Andriy Vychizhanin

Personal information
- Full name: Andriy Yuriyovych Vychizhanin
- Date of birth: 18 August 1999 (age 25)
- Place of birth: Radekhiv, Lviv Oblast, Ukraine
- Height: 1.81 m (5 ft 11+1⁄2 in)
- Position(s): Midfielder

Team information
- Current team: Zdrój Horyniec (on loan from Karpaty Halych)

Youth career
- 2011–2017: Lviv

Senior career*
- Years: Team / Apps / (Gls)
- 2017–2018: Veres Rivne / 0 / (0)
- 2018–2021: Lviv / 1 / (0)
- 2021–: Karpaty Halych / 27 / (2)
- 2022–: → Zdrój Horyniec (loan)

= Andriy Vychizhanin =

Ukrainian footballer

Andriy Yuriyovych Vychizhanin (Андрій Юрійович Вичіжанін; born 18 August 1999) is a Ukrainian professional footballer who plays as a midfielder for Polish club Zdrój Horyniec.
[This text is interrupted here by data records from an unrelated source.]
PR #1142, opened 2024-04-02
Split grid vs tick step

handeyeco:
## Summary:
Separate out Grid Step from Tick Step in Mafs charts

https://github.com/Khan/perseus/assets/16308368/51bdb324-a763-4859-9d68-906a394b7f32

Issue: [LEMS-1883](https://khanacademy.atlassian.net/browse/LEMS-1883)

## Test plan:
- Go to "With Locked Points"
- Change grid step and note it has minimal effect on tick step
- Change tick step and note it doesn't affect grid step

[LEMS-1883]: https://khanacademy.atlassian.net/browse/LEMS-1883?atlOrigin=eyJpIjoiNWRkNTljNzYxNjVmNDY3MDlhMDU5Y2ZhYzA5YTRkZjUiLCJwIjoiZ2l0aHViLWNvbS1KU1cifQ

### DIFF
--- a/packages/perseus/src/widgets/interactive-graphs/grid.tsx
+++ b/packages/perseus/src/widgets/interactive-graphs/grid.tsx
@@ -46,7 +46,7 @@ export const lineLabelText = (
  * @param {GridProps} props
  * @param {number} axisIndex which axis we're getting options for
  */
-export const axisOptions = (
+const axisOptions = (
     props: Omit<GridProps, "containerSizeClass">,
     axisIndex: number,
 ) => {
--- a/packages/perseus/src/widgets/interactive-graphs/grid.tsx
+++ b/packages/perseus/src/widgets/interactive-graphs/grid.tsx
@@ -7,7 +7,7 @@ import type {SizeClass} from "../../util/sizing-utils";
 import type {vec} from "mafs";
 
 interface GridProps {
-    step: vec.Vector2;
+    tickStep: vec.Vector2;
     gridStep: vec.Vector2;
     range: [[number, number], [number, number]];
     containerSizeClass: SizeClass;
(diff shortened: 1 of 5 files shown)


nishasy:
Looking at the [storybook preview from the checks](https://650db21c3f5d1b2f13c02952-gloegfmzdi.chromatic.com/?path=/story/perseus-editor-widgets-interactive-graph-editor--with-locked-points): I think there might be a bug, or at least a mismatch with the non-mafs behavior. I think it won't let me change the tick step to a value smaller than the grid step. Can you repro?

benchristel (approved):
LGTM! I noticed what I think is a bug in the logic for deciding whether we render a label, but since this PR doesn't introduce the bug I think we could fix it later if you prefer. Let me know if you decide not to fix it, and I'll create a ticket.

packages/perseus/src/widgets/interactive-graphs/grid.tsx
```diff
@@ -4,30 +4,63 @@ import * as React from "react";
 import AxisArrows from "./axis-arrows";
 
 import type {SizeClass} from "../../util/sizing-utils";
+import type {vec} from "mafs";
 
 interface GridProps {
-    step: [number, number];
-    gridStep: [number, number];
+    step: vec.Vector2;
```
nicolecomputer, line 10: Should this maybe be called tickStep? (not a blocker for this PR)

handeyeco:
I think this PR is still progress, so I'm going to land it. Filed some tickets though:
- https://khanacademy.atlassian.net/browse/LEMS-1890 per @nishasy's comment
- https://khanacademy.atlassian.net/browse/LEMS-1891 per @benchristel's comment

PR #1143, opened 2024-04-02
Graph tick marks

nicolecomputer:
## Summary:

@nicolecomputer + @SonicScrewdriver co-authored this.

Adds graph tick marks.

image

Issue: https://khanacademy.atlassian.net/browse/LEMS-1877

## Test plan:
- Check out the graphs

### DIFF
--- a/packages/perseus/src/widgets/interactive-graphs/axis-ticks.tsx
+++ b/packages/perseus/src/widgets/interactive-graphs/axis-ticks.tsx
@@ -12,19 +12,16 @@ const tickStyle: React.CSSProperties = {
 };
 
 const YGridTick = ({y}: {y: number}) => {
-    const startingPoint: vec.Vector2 = [0, y];
-    let [startPtPx] = useTransform(startingPoint);
-
-    const endPtPx = [startPtPx[0] + tickSize / 2, startPtPx[1]];
-    startPtPx = [startPtPx[0] - tickSize / 2, startPtPx[1]];
+    const pointOnAxis: vec.Vector2 = [0, y];
+    const [[xPosition, yPosition]] = useTransform(pointOnAxis);
 
     return (
-        <g className="y-axis-ticks" tabIndex={0} style={{} as any}>
+        <g className="y-axis-ticks">
             <line
-                x1={startPtPx[0]}
-                y1={startPtPx[1]}
-                x2={endPtPx[0]}
-                y2={endPtPx[1]}
+                x1={xPosition - tickSize / 2}
+                y1={yPosition}
+                x2={xPosition + tickSize / 2}
+                y2={yPosition}
                 style={tickStyle}
             />
         </g>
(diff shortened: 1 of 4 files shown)


packages/perseus/src/widgets/interactive-graphs/axis-ticks.tsx
```diff
@@ -0,0 +1,95 @@
...
+
+const XGridTick = ({x}: {x: number}) => {
+    const startingPoint: vec.Vector2 = [x, 0];
+    let [startPtPx] = useTransform(startingPoint);
+
+    const endPtPx = [startPtPx[0], startPtPx[1] + tickSize / 2];
+    startPtPx = [startPtPx[0], startPtPx[1] - tickSize / 2];
+
+    return (
+        <g className="x-axis-ticks" tabIndex={0} style={{} as any}>
```
benchristel, line 42: Why pass an empty `style` object here? (and in `YGridTick` above?)

And do we really want these groups to be tabbable?

packages/perseus/src/widgets/interactive-graphs/axis-ticks.tsx
```diff
@@ -0,0 +1,95 @@
...
+                x2={endPtPx[0]}
+                y2={endPtPx[1]}
+                style={tickStyle}
+            />
+        </g>
+    );
+};
+
+const XGridTick = ({x}: {x: number}) => {
+    const startingPoint: vec.Vector2 = [x, 0];
```
benchristel, line 35: This `startingPoint` is really the middle of the tick mark, right? I wonder if something like this, without the reassignment, would be clearer:

```ts
const pointOnAxis: vec.Vector2 = [x, 0];
const [[xPx, yPx]] = useTransform(pointOnAxis);

return (
  <g className="x-axis-ticks">
    <line
      x1={xPx}
      y1={yPx - tickSize / 2}
      x2={xPx}
      y2={yPx + tickSize / 2}
      style={tickStyle}
    />
  </g>
);
```

packages/perseus/src/widgets/interactive-graphs/axis-ticks.tsx
```diff
@@ -0,0 +1,95 @@
...
+
+const YGridTick = ({y}: {y: number}) => {
+    const startingPoint: vec.Vector2 = [0, y];
+    let [startPtPx] = useTransform(startingPoint);
+
+    const endPtPx = [startPtPx[0] + tickSize / 2, startPtPx[1]];
+    startPtPx = [startPtPx[0] - tickSize / 2, startPtPx[1]];
+
+    return (
+        <g className="y-axis-ticks" tabIndex={0} style={{} as any}>
```
mark-fitzgerald, line 22: What does the `tabIndex` do for us on this element? I'm wondering what the use case is for it.

benchristel (commented):
Very cool! I left ideas for some simplifications inline — mostly pure refactoring, but one that will affect behavior (removing `tabIndex`). You can take or leave the refactorings, but I think we should decide what to do about `tabIndex`.

packages/perseus/src/widgets/interactive-graphs/axis-ticks.tsx
SonicScrewdriver: I believe this snuck in here as we copied the "g" element from elsewhere! I'll remove them :D

packages/perseus/src/widgets/interactive-graphs/axis-ticks.tsx
SonicScrewdriver: I believe this snuck in here as we copied the "g" element from elsewhere! Currently getting rid of it :)

benchristel (approved):
Looks great! Thanks!

PR #1145, opened 2024-04-02
Ensure graphs in the dev gallery have stable React keys

benchristel:
## Summary:
This fixes a bug. Repro steps:

1. Run `yarn dev` and visit `http://localhost:5173`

He is also under suspended contract with Karpaty Halych.

==Career==
Vychizhanin is a product of the FC Lviv youth sportive school system.

He made his debut for FC Lviv as a second half-time substituted player in the losing home match against FC Mariupol on 19 July 2020 in the Ukrainian Premier League.